Abdi Salan Mohammed Hassan was one of just 15 survivors among 85 African refugees — almost all Somalia natives — to be rescued on Oct. 19, 2003, after two weeks of drifting in the open sea. It was the worst episode linked to Lampedusa in recent memory, and a remarkable public outpouring followed, including a funeral for the 13 recovered bodies held by the mayor of Rome at the capital's city hall.

Wanting to learn how and why people end up on such a perilous journey, Time went searching for those who'd made it across the Strait of Sicily.

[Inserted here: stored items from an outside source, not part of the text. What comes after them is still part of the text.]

PR #2643, opened 2021-06-28
Add Classic T-Shirt with prints

TheGnarp:
For the girls (and guys) who are looking for a more casual, classic style of t-shirt, I added this model with a couple of prints or logos to choose from if the plain version is just too boring.

Many thanks to @elliesec for addint the option to set default colors in an item's property (#2626)

My commit doesn't actually rely on this new feature, but it works a lot better with it!


Ben987:

PR #2644, opened 2021-06-29
auto shock unit fixes

ace-1331:
- fixed a few crashes with the automatic shock unit


Ben987:
Sure!  Thanks for that fix :)

PR #2645, opened 2021-06-29
Asset: Plain blouse

ItsJustMeVerity:
Adds a plain blouse upper clothing + undershirt version.

Having found myself being mildly annoyed that so many assets are very specific and can only really be used for one specific thing, I made just a regular blouse. Or shirt, depending on how you want to use it. For extra versatility, it can be used in both the Cloth and the fairly barren SuitUpper slot in order to go under clothes (Bodice, T-shirts, jackets, etc).

Very minor graphical issue with the suit version, which *would* have been fixed by my previous PR adjusting the hand layer alpha, if it hadn't also broken several skirts in the process. Should instead be fixed by Natsuki's upcoming changes to remove the hand cutout. The issue only affects the Suit version, and given that the version in that slot is intended to be used beneath other clothing, the issue should disappear under any assets that the previous alpha change broke.
Blouse Preview


Ben987:
Yes, yes, yes!  I love it.  Thanks a lot :)

PR #2646, opened 2021-06-29
missing dialogs

ace-1331:
- fixed missing cuffs & body bag dialogs


Ben987:
You're on fire!  Thanks for that fix :)

PR #2649, opened 2021-06-29
Feature: Adds extended item support to `InventoryWearRandom` (and NPCs!)

elliesec:
## Summary

This is a follow-up to #2637, and adds support for random item extension to the `InventoryWearRandom` function. If the item has the correct archetype (only typed items are supported for now), and the `Extend` parameter is passed to the function, `InventoryWearRandom` will now randomly select an item type and apply it. This means that anywhere which was previously using `InventoryWearRandom` to bind the player will now also be able to randomly select item types, as applicable. As we move more items over to the archetypes system, this feature should automatically support those items. Typed item options also now support a `Random` flag just like assets to indicate whether or not they can be randomly selected.

The PR also modifies some of the functions added by #2637 so that they now respect the player's blocked/limited types, and adds a dialogue message to the extended item screen for typed items and items using the extended item script, indicating that a given type is blocked/limited by player permissions.


Ben987:
That's a good idea, it will add more stuff that NPCs can do.  Thanks!

PR #2650, opened 2021-06-29
Improvement: Force reset the canvas after a context loss if it is not restored after 10 seconds

elliesec:
## Summary

In #1026, handling was added for when the WebGL context is lost and restored. Usually this is due to a lack of resources on the player's machine, but more often than not, it never seems to get restored when the issue occurs in real situations. This adds a timeout to the context lost listener so that if the context isn't successfully restored after 10 seconds, the game will forcefully remove the GLDraw canvas and recreate it, and rebuild the canvas of all characters currently on the screen, forcing them to be re-rendered.

If _another_ context loss then happens within a further 50 seconds (i.e. two context losses within a minute), the game will revert character rendering back to the original `CharacterAppearanceBuildCanvas` function, and no longer use `GLDraw` (thanks to @ace-1331 for that suggestion).

This shouldn't happen during normal gameplay, but will hopefully alleviate the "WebGL context lost" issue for players for whom it never automatically restores. This change was prompted by the latest WebGL context lost issue that was posted on the game's Discord (see image below). I've tested this with the `WEBGL_lose_context` plugin, and it seems to work well.

image

### DIFF
--- a/BondageClub/Scripts/Drawing.js
+++ b/BondageClub/Scripts/Drawing.js
@@ -28,6 +28,12 @@ let DrawCacheTotalImages = 0;
 var DrawLastDarkFactor = 0;
 
 /**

That was what brought us to Abdi Salan's bedside in the Palermo Civic Hospital, where he and other survivors had been helicoptered from Lampedusa after their rescue by Italian police. Ten days later, over the course of five hours and with the help of a Somalian translator, Abdi Salan recounted every step of his eight-month journey from his home in war-torn Mogadishu across the Sahara to Libya. There, he boarded a smuggler's boat for what was supposed to be a 48-hour, 275-km final sprint to a better life. Early on the second day, the 12-m fishing boat's engine suddenly gave out. By the tenth day of drifting, he said, "I saw people dying all around me. I was just waiting to die, too."

Two weeks after Time published a seven-page story on his ordeal, Abdi Salan called to thank me, in a halting mix of Italian and English, for the copy of the magazine I'd sent. That was the last contact we'd had. But in the meantime, the flow of immigrants to Lampedusa has only increased — as has debate across Europe about how to control the tide of illegal human trafficking. So far this year, 17,000 people have arrived on Lampedusa, up from 14,000 in 2003. The European Commission estimates that 3,000 people have died this year in waters off the Italian and Spanish coasts.